DÜSSELDORF Es war, als wollten die Regierungsparteien CDU und Grüne die Opposition so geschlossen wie möglich gegen sich aufbringen. Ihr Antrag, nun für das Jahr 2023 die „außergewöhnliche Notlage“zu beschließen – die Grundlage, um für den Krisen-Rettungsschirm dann bis zu fünf Milliarden Euro Schulden aufnehmen zu können – erreichte die übrigen Fraktionen Dienstag um kurz vor 10 Uhr. Gerade mal eine Stunde vor der Haushaltsdebatte. Und das nach verfassungsrechtlichen Bedenken des Landesrechnungshofs gegen die ursprüngliche Planung zur vermeintlichen Notlage: „Das ist unverantwortlich, was sich hier in den letzten Tagen und Stunden abgespielt hat“, rief Sarah Philipp (SPD) wütend am Rednerpult.
Kein einziger Cent Krisenhilfe werde nun dieses Jahr bei den Menschen in NRW ankommen, prangerte Oppositionsführer Thomas Kutschaty (SPD) an. „Nach dem Verfassungsbruch kommt jetzt der
Wortbruch“, sagte er: „Einen solchen Dilettantismus hat das Land noch nicht erlebt.“Die Finanzplanung der Regierung beschrieb er als Aneinanderreihung von Panikreaktionen, und der Krisen-Rettungsschirm sei eine Mogelpackung: nicht geeignet, um wirklich Krisenrettung zu betreiben.

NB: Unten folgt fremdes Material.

PR #108, opened 2020-12-08
Fix sonarcloud smells 2

JamieJQuinn:
## Description
Fixed a number of code smells as flagged by SonarCloud in
- `SpeciesReference.cpp`
- `SBMLConvert.cpp`
- `SBase.cpp`

## Motivation and Context
This improves the maintainability of the code

## Types of changes

## Checklist:

## Testing
- [x] Testing is done automatically and codecov shows test coverage

### DIFF
--- a/src/sbml/SBase.cpp
+++ b/src/sbml/SBase.cpp
@@ -607,77 +607,32 @@ SBase::loadPlugins(SBMLNamespaces *sbmlns)
   //
   const XMLNamespaces *xmlns = sbmlns->getNamespaces();
 
-  if (xmlns)
+  if (!xmlns) return;
+
+  int numxmlns= xmlns->getLength();
+  SBaseExtensionPoint extPoint(getPackageName(), getTypeCode(), getElementName());
+  SBaseExtensionPoint genericPoint("all", SBML_GENERIC_SBASE);
+
+  for (int i=0; i < numxmlns; i++)
   {
-    int numxmlns= xmlns->getLength();
-    SBaseExtensionPoint extPoint(getPackageName(), getTypeCode(), getElementName());
-    SBaseExtensionPoint genericPoint("all", SBML_GENERIC_SBASE);
+    const std::string &uri = xmlns->getURI(i);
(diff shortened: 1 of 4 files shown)


src/sbml/SBase.cpp
```diff
@@ -451,8 +451,8 @@ SBase::SBase(const SBase& orig)
   if(orig.mCVTerms != NULL)
   {
     this->mCVTerms  = new List();
-    unsigned int i,iMax = orig.mCVTerms->getSize();
-    for(i = 0; i < iMax; ++i)
+    unsigned int iMax = orig.mCVTerms->getSize();
+    for(int i = 0; i < iMax; ++i)
```
skeating: should be unsigned int
or did sonar cloud have a rationle for this ?

src/sbml/SBase.cpp
```diff
@@ -7288,20 +7053,17 @@ SBase::updateSBMLNamespace(const std::string& package, unsigned int level,
         uri = SBML_XMLNS_L2V4;
         break;
       case 5:
-      default:
```
skeating, line 7291: Can you remember why removing dafults here was good ?
No problem if you can't.

skeating (approved):
Couple of question but more for my own interest

src/sbml/SBase.cpp
JamieJQuinn: Nope, that's my mistake.

src/sbml/SBase.cpp
JamieJQuinn: My rationale here was that it doesn't make sense for the default case to *actually* mean case 5, so the containing code should go in case 5. Sonarcloud was complaining about the empty `case` anyway. However, sonarcloud actually doesn't like switch-case blocks without defaults  (as I've left this) but I don't really know what the default *should* be in this case (I would assume an error message?) so I left the default case out so it remains flagged in sonarcloud to be fixed in the future.

I realise this is a bit complicated so let me know if you think it should be reverted.

skeating: Yes that one should be reverted as the default do correspond to the default levels and versions of sbml.

PR #115, opened 2021-01-13
split workflow into two

alessandrofelder:
previous workflow is now extensive.yml
brief.yml runs just one of extensive.yml matrix entries for each OS.

## Types of changes

## Checklist:

## Testing


fbergmann:
since i don't know how long i should wait before i approving the patch (as right now 8 / 203 checks are done)

for the language bindings, the following languages should be tested: 

* java & .net (as they have individual code written there)
* one other, maybe python ... (python, ruby, R, perl ...  use the same mechanism for the swig wrapping, so its mostly identical code there)
* later if at some point we figure out how, it would be nice to have matlab tested / built as well

the more i think about it ... having 203 separate runs is just too much

alessandrofelder:
For now, the PR is marked as draft, so no need to approve yet :) I will describe what the PR does in detail when it's ready, but the short of it is that it will run 3 jobs on `push` that take max 25 mins to finish, which is good to have, I think.

> the more i think about it ... having 203 separate runs is just too much

I agree! Though I am interested by how much `ccache` decreases the total execution time from 7 h 30 mins :)

I will make an effort to decrease the number of jobs a priority.

PR #117, opened 2021-01-17
Make the package buildable in CMake subdirectory

exaexa:
## Description
This allows to bundle libsbml in larger projects using `add_subdirectory` or CMake "ExternalProject" tools.

## Motivation and Context
Build of l3v2 math (and possibly other things) depended on the fact that libSBML is built from the "top" CMake directory. This fixes it (at least for the default build I tested).

Review is certainly needed though -- mainly, I am not sure about the rest of the build system, which occasionally contains raw `CMAKE_SOURCE_DIR` variable. Some additional changes might be needed to build e.g. the examples and some SWIG wrappers cleanly in a subdirectory (although there aren't many good reasons to do that).

## Types of changes

## Checklist:
- [x] I have updated all documentation necessary.   (Note: basically no documentation updated)
- [x] I have checked spelling in (new) comments.   (Note: no, there are none)

## Testing

### DIFF
--- a/CMakeLists.txt
+++ b/CMakeLists.txt
@@ -44,7 +44,7 @@ endif()
 
 
 
-set(LIBSBML_ROOT_SOURCE_DIR "${CMAKE_SOURCE_DIR}" CACHE PATH
+set(LIBSBML_ROOT_SOURCE_DIR "${CMAKE_CURRENT_SOURCE_DIR}" CACHE PATH
     "Path to the libSBML root source directory")
 set(LIBSBML_ROOT_BINARY_DIR "${CMAKE_BINARY_DIR}" CACHE PATH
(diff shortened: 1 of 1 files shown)


fbergmann:
Thank you for your contribution. 

this should not be necessary anymore, as in commit: 

https://github.com/sbmlteam/libsbml/commit/3d4f279a67d9db27381be7f9054f208269c50edf

lucian already made the same change. (and the binary dir would need updating too). could you verify that this works for you?

exaexa:
Hello @fbergmann,
oh that is cool, I did not notice that (since I was testing against the current official release). I will hotpatch the 5.19 version locally until the commit gets released. This also solves the PR. :] 
Thanks!
-mk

Auch FDP-Fraktionschef Henning Höne nahm sich das Hin und Her der Regierung vor. Erst wollte diese die Krisenhilfen noch 2022 auszahlen und begründete damit die Hast in allen Entscheidungen. Jetzt solle das nicht mehr unbedingt nötig sein, weil das neue Jahr ja nur noch ein paar Tage hin sei: „Was für eine Erkenntnis“, höhnte Höne. Kernpunkt seiner Kritik: Die eigentliche Haushaltsplanung für 2023 reagiere gar nicht auf die Krisen: „Das ist Arbeitsverweigerung auf dem Rücken des Grundgesetzes und zulasten kommender Generationen.“
Die Koalitionsfraktionen CDU und Grüne und Ministerpräsident Hendrik Wüst (CDU) rechtfertigten die unsteten Planungen. Die Lage sei dynamisch, da müsse die Politik kurzfristig reagieren, „manchmal auch von einem Tag auf den anderen“, so CDU-Fraktionschef Thorsten Schick. Wüst sprach in getragenem Ton von den Ängsten der Menschen, die er mit seinen Sätzen wohl kaum zu dämpfen vermochte. Krieg und Energiekrise: „Niemand kann sagen, ob unsere Wirtschaft sich erholt oder weiter einbrechen wird“, sagte er. Die Flüchtlingssituation:
„Niemand kann uns sagen, in welcher Größenordnung wir am Ende helfen müssen.“Aber, so seine Botschaft: Man bereite sich ja jetzt vor, man werde der Unsicherheit Sicherheit entgegensetzen. Sowohl mit dem Rettungsschirm als auch mit dem Haushalt. Grünen-Fraktionschefin Wibke Brems verteidigte die Schwerpunkte, die die Regierung bei beidem setze: die Stärkung sozialer Einrichtungen, Investitionen in Bildung und Forschung, Geld für Cybersicherheit und Katastrophenschutz. „Ja, wir sind einen Umweg gegangen“, räumte sie ein, „aber entscheidend ist doch, dass wir das Ziel erreichen.“Von der AfD kam der Vorwurf, die übrigen Parteien seien schuld an den jetzigen Missständen – sie seien an der Migration gescheitert, hätten die Fachkräftelücke nicht geschlossen und fänden auch jetzt keine adäquaten Lösungen.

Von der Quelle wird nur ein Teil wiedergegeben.